Researchers are developing an AI system that can learn the rules of human language

A team of researchers from Cornell University, MIT and McGill University have developed an AI system that can learn the rules and patterns of human languages ​​on its own. The study “Synthesizing theories of human language with Bayesian program induction” was published in NatureCommunications.
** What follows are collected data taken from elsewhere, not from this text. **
PR #4175, opened 2023-12-25
[VL] Daily Update Velox Version (2023-12-25)

zhztheplayer:
```
c5bcc33e9 (upstream/main) Improve the capacity management in memory arbitrator (#8110)
a1e5c346d Add support for multiple S3FileSystems (#7388)
50187434e Add write file create config to hive config (#8133)
9d7d4e8a5 Allow marking an argument as constant in the simple function API (#7901)
8948b9e94 Add TypeSignature Parser using Flex and Bison (#7590)
b93dd31c9 Add Status class (#8084)
e87462633 Register abfs filesystem during Hive Connector registration (#8144)
32e21c9f8 Fix reading MAP_KEY_VALUE Parquet SchemaElement (#7966)
```

### DIFF
--- a/ep/build-velox/src/get_velox.sh
+++ b/ep/build-velox/src/get_velox.sh
@@ -17,7 +17,7 @@
 set -exu
 
 VELOX_REPO=https://github.com/oap-project/velox.git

The researchers were interested in discovering AI-driven theories, they chose human language as a test field. They focused on the linguist’s construction of language-specific theories and his synthesis of abstract cross-linguistic meta-theories, while proposing links to language acquisition in children. The cognitive sciences of language have indeed established an explicit analogy between the scientist constructing grammars of particular languages ​​and the child learning these languages.

Kevin Ellis, assistant professor of computer science at Cornell University and lead author of the paper, explains:

“One of the motivations for this work was our desire to study systems that learn patterns from datasets that are represented in a way that humans can understand. Instead of learning weights, can the model learn expressions or rules? And we wanted to see if we could build this system so that it learns on a whole battery of interrelated datasets, so that the system learns a bit about how to better model each of them.”

The choice of human language

Natural language is an ideal field to study theoretical discovery for several reasons:

  • Decades of work in linguistics, psycholinguistics, and other cognitive language sciences provide diverse raw material for developing and testing models of automated theoretical discovery. One finds corpora, datasets and grammars from a wide variety of typologically distinct languages, which represents a rich and varied test bed for the comparative analysis of theory-induction algorithms;
  • On the other hand, children acquire language from modest amounts of data compared to AI. Similarly, field linguists develop grammars based on very small amounts of obtained data. These facts suggest that the analogy of the child as a linguist is productive and that the induction of language theories is tractable from sparse data with the right inductive biases;
  • Finally, language representation and learning theories are formulated in computational terms, exposing a series of formalisms ready for deployment by AI researchers.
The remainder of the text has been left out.